# Ultimate elk cartridge



## Nambaster (Nov 15, 2007)

So I have been dreaming about having enough money to compose the ultimate elk hunting rifle. Here is what I have concluded... 

.338 Has plenty of knock down power and ammunition costs less than the .325WSM. 

But I have have heard that the .325WSM is a more balanced round and the recoil is a little bit lighter enabling better control. 

Anyone have experience with both rounds? I definitely like the idea of having more circumference than a generic .30 caliber round. I would appreciate any first hand reviews with any information on the cost of rounds vs. performance. 

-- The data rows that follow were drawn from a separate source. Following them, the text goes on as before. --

PR #1446, opened 2022-09-14
feat: success screen component (LNURLPay)

im-adithya:

Adds a new success/failure card component

### Link this PR to an issue

#1379

<p>

</p>

### How has this been tested?

Have to check the Failure screen (only checked it by throwing a hardcoded error)

### Checklist


src/app/screens/LNURLPay/index.tsx
```diff
@@ -263,53 +270,25 @@ function LNURLPay() {
...
-      descriptionList = [["Message", successAction.message]];
+  function renderResultAction() {
+    if (!result) return;
+
+    if (result === "success" && !successMessage) {
+      setSuccessMessage(
+        `${valueSat} (SATS) ${showFiat ? "(" + fiatValue + ")" : ""} ${t(
+          "were_sent_to"
+        )} ${navState.origin?.name || getRecipient()}`
+      );
```
im-adithya, line 281: Not sure what to do here regarding the message to show exactly.
//cc @escapedcat @bumi

escapedcat: Hm, what do you mean? Should we have a look together?

src/app/components/ResultCard/index.tsx
```diff
@@ -0,0 +1,17 @@
+export type Props = {
+  success: boolean;
```
escapedcat, line 2: Maybe make this `isSuccess` to indicate it's a boolean

escapedcat (commented):
- Would be nice to get the icons as SVGs to avoid future scaling issues and make reusability easier
- Will the `ResultCard` be applied to all "send" screens in further PRs?

src/app/screens/LNURLPay/index.tsx
```diff
@@ -318,8 +297,16 @@ function LNURLPay() {
   return (
     <>
       <div className="flex flex-col grow overflow-hidden">
-        <ScreenHeader title={tCommon("actions.send")} />
-        {!successAction ? (
+        <ScreenHeader
+          title={
+            !result
```
escapedcat, line 302: Is this a ternary if/else-if? Might be easier to read to move this into a function?

src/app/components/ResultCard/index.tsx
```diff
@@ -0,0 +1,17 @@
+export type Props = {
```
escapedcat, line 1: Simple render unit-test would be nice

escapedcat (approved):

bumi:
when does this error happen? and from the screenshot it seems the user is in a dead end there? typically a user would want to retry it? also why do we show errors here differently than in the other screens where the error message is shown under the input?

escapedcat:
> when does this error happen?

I think this was just an example-message to show how that screen looks like, right @im-adithya ?

> and from the screenshot it seems the user is in a dead end there?
> typically a user would want to retry it?

You mean because before a toast was used and the user could try again? If yes, then instead of "close" on the error-screen, let's use "Retry" and the user will see the form with the input again?

> also why do we show errors here differently than in the other screens where the error message is shown under the input?

Let me talk to @dvoroneca

bumi:
:) that does not answer my question of when this error happens. 

I question the need of this whole screen. before it was a toast() and now it is much more code, we need to navigate with some new logic on a rather hidden button, etc. 
@dvoroneca is this really better? and is this really so much better that it is worth spending the time here?

dvoroneca:
A valid concern. Would need to find out real cases when the transaction doesn't go through and other errors to answer this question.

escapedcat:
Maybe errors in general do not need to be blocking. Errors can be shown below i.e. the form.
Currently we use a mix of toast and "show below form".
We can still align the success-screens for all "send"-types.

bumi:
> A valid concern. Would need to find out real cases when the transaction doesn't go through and other errors to answer this question.

why do the cases when a transaction goes wrong matter?

dvoroneca:
The designs of these screens had a CTA specific for cases when an error occurs. [File here](https://www.figma.com/file/HXIxAFG9OUCcr2EJMJ6JMm/1-Click-Pay?node-id=321%3A8575)
Screenshot 2022-09-29 at 13 05 32

There could be cases when the connection is lost, the node is down or other technical issues that prevent from sending funds. It is true that we already have a popup error that could be displayed on the screen before this one (where you have inputs and a call to action to pay) but that popup doesn't have a CTA to direct the user to some resource.... help for example.

For us, it's also a way to know what kind of errors users facing. When they contact support and say there was an error when sending funds. 

Please let me know if I'm missing something.

dvoroneca:
How about we roll back the error screen for now and leave the success screen? @escapedcat @escapedcat @bumi

escapedcat:
> How about we roll back the error screen for now and leave the success screen?

Yeah, that would be great. At least in this case the design isn't wasted and we finally can align the send-screens in a way.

I currently have a Remington model 700 bdl chambered in 30-06 and upgrading to a 300RUM doesn't really seem to make dramatic difference. Once again this is just a way to make time pass until next hunting season and I cannot seriously purchase either gun at the moment, but at least I can look forward to someday making such a purchase.


----------



## Bo0YaA (Sep 29, 2008)

I would say that the difference between a 30-06 and a 300RUM is extremely dramatic. Just loot at the 180 or 200 gr ballistics between the two. Are you reloading or buying all ammo? that can make a big difference.


----------



## Springville Shooter (Oct 15, 2010)

In all reality a 300 RUM is a step up from the 338 win or the 325WSM. Any of these rounds are grrrreat for elk and all of them will pummel your shoulder, so you need to pick one and go with it. I have little experience with the 325 and lots with the other two, so I would probably chose one of them. If I were making a list of "ultimate elk rifle" possibilities it would also have the 300 win/whby on it. Don't discredit the big-boy .30's and even 7MM's for great elk cartridges with the bigger bullets. If you're worried about recoil and just want to upgrade caliber size, the 338federal, 338-06A-square, and 35 whelen are all big bullet shooters that will improve short-mid range energy from your standard 30-06.--------SS


----------



## Treehugnhuntr (Sep 7, 2007)

.300 RUM.


----------



## Nambaster (Nov 15, 2007)

Looking back on my first post and after checking "Cartridges of the World" a RUM does have almost twice the energy of a 30-06 at the muzzle. (4063 vs. 2559 respectively) 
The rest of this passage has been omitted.